Task details> Your task is to find every line of the data that holds the string "caused" and copy it.

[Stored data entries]
-.-.-

PR #4122, opened 2019-04-18
Cleaned up typing for linter errors in taskkeeper

maaktweluit:

PR #4123, opened 2019-04-18
Task computer "stuck" on subtask

maaktweluit:
My golem node got stuck on a subtask:
```
provider_state: {'status': 'Computing', 'subtask': {'subtask_id': 'SUB-ABC', 'progress': 0.0, 'seconds_to_timeout': -416547.8222870827, 'running_time_seconds': 419350.25729084015, 'outfilebasename': 'test_task', 'output_format': 'PNG', 'scene_file': 'bmw.blend', 'frames': [0], 'start_task': 5, 'total_tasks': 50}, 'environment': None}
```

When investigating i think the header was already deleted by the `check_max_tasks_per_owner()` cleanup, while the task was computing:
```
2019-04-11 12:25:21 INFO     golem.task.taskcomputer             Starting computation of subtask 'SUB-ABC' (task: 'TASK-DEF', deadline: 1554988323, docker images: [{'repository': 'golemfactory/blender', 'image_id': None, 'tag': '1.4'}])
2019-04-11 12:27:31 WARNING  golem.task.taskkeeper               Too many tasks from 839b...9cba, dropping 1 tasks
2019-04-11 12:30:20 ERROR    golem.task.taskcomputer             No subtask with id 'SUB-ABC'
```

This PR solves it 2x:
- Better errors in `task_computer`, no longer return on error but let it clean up like other failures.
- Knowledge in `task_keeper` of what tasks are running, so they are not removed during cleanup.

~Blocked by: #4122 ( lint errors )~

### DIFF
--- a/golem/task/taskkeeper.py
+++ b/golem/task/taskkeeper.py
@@ -538,8 +538,10 @@ class TaskHeaderKeeper:
         # headers, remove the rest
         to_remove = by_age[self.max_tasks_per_requestor:]
 
-        logger.warning("Too many tasks from %s, dropping %d tasks",
-                       owner_key_id, len(to_remove))
+        logger.warning(
+            "Too many tasks, dropping %d tasks. owner=%s, ids_to_remove=%r",
+            len(to_remove), common.short_node_id(owner_key_id), to_remove
+        )
 
         for tid in to_remove:
             self.remove_task_header(tid)
@@ -549,6 +551,11 @@ class TaskHeaderKeeper:
         return: False if task was already removed
         """
         if task_id in self.removed_tasks:
+            return False
+
+        if task_id in self.running_tasks:
+            logger.warning("Can not remove task header, task is running. "
+                           "task_id=%s", task_id)
             return False
 
         try:
--- a/golem/task/taskkeeper.py
+++ b/golem/task/taskkeeper.py
@@ -334,6 +334,8 @@ class TaskHeaderKeeper:
         self.task_headers: typing.Dict[str, dt_tasks.TaskHeader] = {}
         # ids of tasks that this node may try to compute
         self.supported_tasks: typing.List[str] = []
+        # ids of tasks that are computing on this node
+        self.running_tasks = []
         # results of tasks' support checks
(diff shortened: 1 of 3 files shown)


golem/task/taskkeeper.py
```diff
@@ -527,7 +529,9 @@ def check_max_tasks_per_owner(self, owner_key_id):
         if len(owner_task_set) <= self.max_tasks_per_requestor:
             return
 
-        by_age = sorted(owner_task_set,
+        not_running = [x for x in owner_task_set if x not in self.running_tasks]
```
maaktweluit: maybe this needs to be before then `len(..` check..

since now it will not clean up any when there are exactly `max_tasks_per_requestor`

Wiezzel: If you made `self.running_tasks` a set then you could write this nicer:
```python
not_running = set(owner_task_set) - self.running_tasks
```
Also, using set is more appropriate for a collection that doesn't need to be ordered. And gives constant-time remove operation.

Wiezzel (commented):
Apart from the remark about using set instead of list, I would suggest unit-testing this change somehow.

golem/task/taskkeeper.py
maaktweluit: nice one! updated it to be a set

maaktweluit:
Rebased to develop now #4122 is solved

maaktweluit:
@Wiezzel thanks for the review!

Changed list to set and extended the tests, please check again :)

tests/golem/task/test_taskkeeper.py
```diff
@@ -276,6 +276,7 @@ def test_task_limit(frozen_time, self):  # pylint: disable=no-self-argument
         self.assertIn(tb_id, tk.task_headers)
 
     def test_check_max_tasks_per_owner(self):
```
mfranciszkiewicz: This test func got really long. Is it possible to split it?

Wiezzel (approved):
Looks fine

maaktweluit:
Duplicate of #4159

PR #4124, opened 2019-04-18
'TaskServer' object has no attribute 'key_id'

maaktweluit:
self.key_id did not exist, so passed it as parameter


Wiezzel (approved):
Looks fine.

PR #4127, opened 2019-04-23
Issue template for new features

shadeofblue:
it should allow us to have a better insight into what the implemented features are and how they should be tested. Later on, they should alllow us to track the progress of the development and the QA.

### DIFF
--- a/.github/ISSUE_TEMPLATE/bug-report.md
+++ b/.github/ISSUE_TEMPLATE/bug-report.md
@@ -3,7 +3,7 @@ name: Bug report
 about: Please tell us if you encountered an issue with Golem
 title: ''
 labels: brass, bug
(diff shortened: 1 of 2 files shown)


ZmijaWA:
`## Issues encountered during QA . ` - as we spoke... can we change that to `## Issues encountered during QA that are not a blockers`

shadeofblue:
> `## Issues encountered during QA . ` - as we spoke... can we change that to `## Issues encountered during QA that are not a blockers`

@ZmijaWA hmm... that could be even more confusing ... I assume some of those issues _will_ be blockers - but the question is whether they are _introduced_ by this feature or not

badb (approved):

ZmijaWA (approved):

PR #4128, opened 2019-04-24
Task is finished when it's not active

jiivan:


shadeofblue (commented):
add/update the unit test?

shadeofblue (approved):
unit tests

PR #4130, opened 2019-04-24
Fix ffmpeg.task._get_extra_data() truncating chunk names at the first dot

cameel:
If the input file name contains any dots other than the one indicating the extension (e.g. `test.video.mp4`) the names of the video segments used for subtasks are truncated (`test[num=0]_TC.m3u8` instead of `test.video[0]_TC.m3u8`).

This is because `pathlib.Path` expects to get a full file name, not just a fragment. If we give it a fragment without extension, any other dots are interpreted as the start of the extension.

The names that are generated this way don't match expectations in other parts of the code (e.g. in `join_playlists()`) and the transcoding fails.

### DIFF
--- a/apps/transcoding/ffmpeg/task.py
+++ b/apps/transcoding/ffmpeg/task.py
@@ -1,6 +1,5 @@
 import logging
 import os
-import pathlib
 
 from ffmpeg_tools.codecs import VideoCodec, AudioCodec
 from ffmpeg_tools.formats import Container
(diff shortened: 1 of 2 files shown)


cameel:
Rebased on the latest `CGI/transcoding/master`. I see that the test `setUp()` has changed so that `RESOURCE_STREAM` no longer is an instance variable (it's now a class variable) and my test relied on being able to change it. Fortunately it's now possible to pass your own file name to `_build_ffmpeg_task()` so I have updated my test to use that.

Note that one of the tests (`TestffmpegDockerJob.test_ffmpeg_trancoding_job`) fails on this branch but that's because it's broken in `CGI/transcoding/master`. This is not caused by my fix.

nieznanysprawiciel (approved):
This I don't know why, but this test doesn't fail on both transcoding master and your branch.

cameel:
@nieznanysprawiciel 
So it's not failing for you? In that case I took a closer look at it and it's either another bug or the expected workflow has changed.

The failure I'm getting is caused by an exception when the test tries to run a docker container:
```
docker.errors.ImageNotFound: 404 Client Error: Not Found ("No such image: golemfactory/ffmpeg:1.0")
```

This means it can't find `golemfactory/ffmpeg:1.0`.  Since the branches I'm working with often have different versions of the code in the image, I always delete the image and let `setup.py` rebuild it before I run tests:

``` bash
docker rmi golemfactory/ffmpeg:1.0 golemfactory/ffmpeg:latest
./setup.py develop
pytest --tb=short
```

So the problem is that `setup.py` no longer builds the image even though your tests still try to use it. Is that intentional or is it a bug? I see that you have uploaded an image called `ffmpeg-experimental` to DockerHub and now `setup.py` is using that. Maybe the test cases should be updated to use that image too?

PR #4133, opened 2019-04-25
New subtask status "Cancelled"

### LINKED ISSUE #2562: SubtaskState.subtask_rem_time is always 0
It is set to zero:
https://github.com/golemfactory/golem/blob/develop/golem/task/taskstate.py#L52
And updated to zero:
https://github.com/golemfactory/golem/blob/develop/golem/task/taskmanager.py#L465
https://github.com/golemfactory/golem/blob/develop/golem/task/taskmanager.py#L522

But never really updated.

### LINKED ISSUE #3908: New subtask status "Cancelled"
We need a new status for a subtask - `cancelled` - which - for the purpose of task completion and re-assignment should be treated exactly as `restarted` or `failed` with the exception that the node that cancelled the subtask should never be banned.

This status should be assigned to a subtask when the provider node sends an "Offer Cancelled" message within the allowed cancellation window.

jiivan:
fixes: #2562
fixes: #3908 

Also make `SubtaskState` a `Container` and standardized field names with it's _dictionary_ representation.

### DIFF
--- a/golem/task/taskstate.py
+++ b/golem/task/taskstate.py
@@ -1,8 +1,10 @@
 from enum import Enum, auto
+import functools
 import time
 from typing import Dict
 
-from golem.core.common import to_unicode
+from golem_messages import datastructures
+from golem_messages import validators
 
 
 class TaskState(object):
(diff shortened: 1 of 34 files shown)


golem/task/taskstate.py
```diff
@@ -1,8 +1,10 @@
 from enum import Enum, auto
+import functools
 import time
 from typing import Dict
 
-from golem.core.common import to_unicode
+from golem_messages import datastructures
```
shadeofblue, line 6: hmm... general question - should `golem_messages` be used for stuff that's not really part of the protocol?

shadeofblue (approved):
I guess it's mostly okay... though, I have reservations against using `golem_messages` for structures that are not part of Golem protocol...

PR #4563, opened 2019-07-31
Clean up TaskServer::send_results

Krigpl:
Don't use single key dict.


Wiezzel (approved):
Thank you @Krigpl, very cool!

PR #4564, opened 2019-07-31
Implement ProviderAppClient.shutdown in NewTaskComputer

maaktweluit:
Depends on https://github.com/golemfactory/task-api/pull/20

Replace the `NewTaskComputer._runtime` hack with a proper implementation of shutdown.

- Only store the running `ProviderAppClient` in `self._app_client`
- Call `ProviderAppClient.shutdown()` on any form of error, to ensure it is shut(ting) down
- ~use `self.has_assigned_task()` where possible over `is None` check~

### DIFF
--- a/golem/task/task_api/__init__.py
+++ b/golem/task/task_api/__init__.py
@@ -54,6 +54,9 @@ class EnvironmentTaskApiService(TaskApiService):
         return self._runtime.get_port_mapping(port)
 
     def running(self) -> bool:
+        """
+        Checks if the service is 'closable' thus needs to be shutdown on errors
+        """
         return self._runtime is not None and self._runtime.status() in [
             RuntimeStatus.CREATED,
             RuntimeStatus.PREPARING,
--- a/golem/task/task_api/__init__.py
+++ b/golem/task/task_api/__init__.py
@@ -5,7 +5,13 @@ from typing import Optional, Tuple, Type
 from golem_task_api import TaskApiService
 
 from golem.core.deferred import sync_wait
-from golem.envs import Environment, Prerequisites, Runtime, RuntimePayload
+from golem.envs import (
+    Environment,
+    Prerequisites,
+    Runtime,
+    RuntimePayload,
+    RuntimeStatus,
+)
 
 
 class TaskApiPayloadBuilder(abc.ABC):
@@ -46,6 +52,15 @@ class EnvironmentTaskApiService(TaskApiService):
         sync_wait(self._runtime.prepare())
         sync_wait(self._runtime.start())
         return self._runtime.get_port_mapping(port)
+
+    def running(self) -> bool:
+        return self._runtime is not None and self._runtime.status() in [
+            RuntimeStatus.CREATED,
+            RuntimeStatus.PREPARING,
+            RuntimeStatus.PREPARED,
+            RuntimeStatus.STARTING,
+            RuntimeStatus.RUNNING,
+        ]
 
     async def wait_until_shutdown_complete(self) -> None:
         assert self._runtime is not None
--- a/golem/task/taskcomputer.py
+++ b/golem/task/taskcomputer.py
@@ -10,10 +10,7 @@ from threading import Lock
 
 from dataclasses import dataclass
 from golem_messages.message.tasks import ComputeTaskDef, TaskHeader
-from golem_task_api import (
-    ProviderAppClient,
-	constants as task_api_constants
-)
+from golem_task_api import ProviderAppClient, constants as task_api_constants
 from pydispatch import dispatcher
 from twisted.internet import defer
 
--- a/golem/task/taskcomputer.py
+++ b/golem/task/taskcomputer.py
@@ -371,10 +371,12 @@ class NewTaskComputer:
             ProviderTimer.finish()
             self._computation = None
             self._assigned_task = None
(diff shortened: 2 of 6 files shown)


golem/task/taskcomputer.py
```diff
@@ -288,19 +286,17 @@ def task_given(
 
     def compute(self) -> defer.Deferred:
         assigned_task = self._assigned_task
-        assert assigned_task is not None
+        assert self.has_assigned_task()
```
Wiezzel: `has_assigned_task()` has not been used on purpose here. I believe typechecker doesn't understand this and will complain when accessing `assigned_task`'s fields.

golem/task/taskcomputer.py
```diff
@@ -231,11 +231,9 @@ def __init__(
         self._work_dir = work_dir
         self._task_finished_callback = task_finished_callback
         self._stats_keeper = stats_keeper or IntStatsKeeper(CompStats)
-        self._app_client = ProviderAppClient()
+        self._app_client: Optional[TaskApiService] = None
```
Wiezzel: Is it client or service? Name says one, type says the other.

golem/task/taskcomputer.py
```diff
@@ -310,7 +306,7 @@ def compute(self) -> defer.Deferred:
     @defer.inlineCallbacks
     def _wait_until_computation_ends(self) -> defer.Deferred:
         assigned_task = self._assigned_task
-        assert assigned_task is not None
+        assert self.has_assigned_task()
```
Wiezzel: Ditto.

golem/task/taskcomputer.py
```diff
@@ -361,7 +357,12 @@ def _wait_until_computation_ends(self) -> defer.Deferred:
             ProviderTimer.finish()
             self._computation = None
             self._assigned_task = None
-            self._runtime = None
+            # This check should not be needed but is there to please the linter
+            if self._app_client is not None:
```
Wiezzel: An assert would be better.

golem/task/taskcomputer.py
maaktweluit: that is a bummer, ok, will change it back

golem/task/taskcomputer.py
maaktweluit: client :) fixed

golem/task/taskcomputer.py
maaktweluit: an assert could raise an exception and leave an invalid state, the if check ensures the next lines are also executed

Updated it for now, but not sure what is best

golem/task/taskcomputer.py
Wiezzel: Well, optional attributes are like this. If only we had Rust-style state machines...

golem/task/taskcomputer.py
Wiezzel: If it's for the typechecker then it should *never* occur that `_app_client` is `None`. Also, why do we need it to be a field instead of just using a local variable?

Wiezzel: And, actually, this is being called in a wrong place, I believe. We don't need shutdown if the computation ended successfully, right?

maaktweluit: It used to be called from 3 places, but after some refactoring iti s only 2, `compute` and `wait_for_compute`.

Since one calls the other we can make it a local variable now :)

golem/task/task_api/__init__.py
```diff
@@ -47,6 +53,15 @@ def start(self, command: str, port: int) -> Tuple[str, int]:
         sync_wait(self._runtime.start())
         return self._runtime.get_port_mapping(port)
 
+    def running(self) -> bool:
```
Wiezzel, line 56: I assumes this means something like 'not stopped yet' since `CREATED` Runtime could hardly be considered as 'running'. Maybe a small comment could be placed here to make it explicit.

golem/task/taskcomputer.py
```diff
@@ -361,7 +359,8 @@ def _wait_until_computation_ends(self) -> defer.Deferred:
             ProviderTimer.finish()
             self._computation = None
             self._assigned_task = None
-            self._runtime = None
+            if not success:
+                yield app_client.shutdown()
```
Wiezzel, line 375: This may raise errors. I'm thinking maybe it should be called after `task_finished_callback` so we don't miss the callback in case something goes wrong?

golem/task/task_api/__init__.py
maaktweluit: yes, more like "not stopped yet" it is used to check if shutdown needs to be called or not.
During created it has some things to clean up so shutdown is required

With grpclib i found they name it `closable` maybe that is a better name here too but that would be for next task-api release

golem/task/taskcomputer.py
maaktweluit: was thinking about try/catching it again but i like your proposal more :D

golem/task/task_api/__init__.py
maaktweluit: @Wiezzel please resolve this comment if you approve of the docs i have added

Wiezzel (approved):

mfranciszkiewicz (approved):

PR #4567, opened 2019-07-31
Skipping disable_concent flag for subtask restarts on active tasks

kmazurek:
Currently it's possible to skip checking for Concent deposit when restarting a range of subtasks from an active task. This has been changed so that the deposit check always depends on the original Concent settings in the task's definition.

-.-.-

Written answer>
Note that one of the tests (`TestffmpegDockerJob.test_ffmpeg_trancoding_job`) fails on this branch but that's because it's broken in `CGI/transcoding/master`. This is not caused by my fix.
The failure I'm getting is caused by an exception when the test tries to run a docker container:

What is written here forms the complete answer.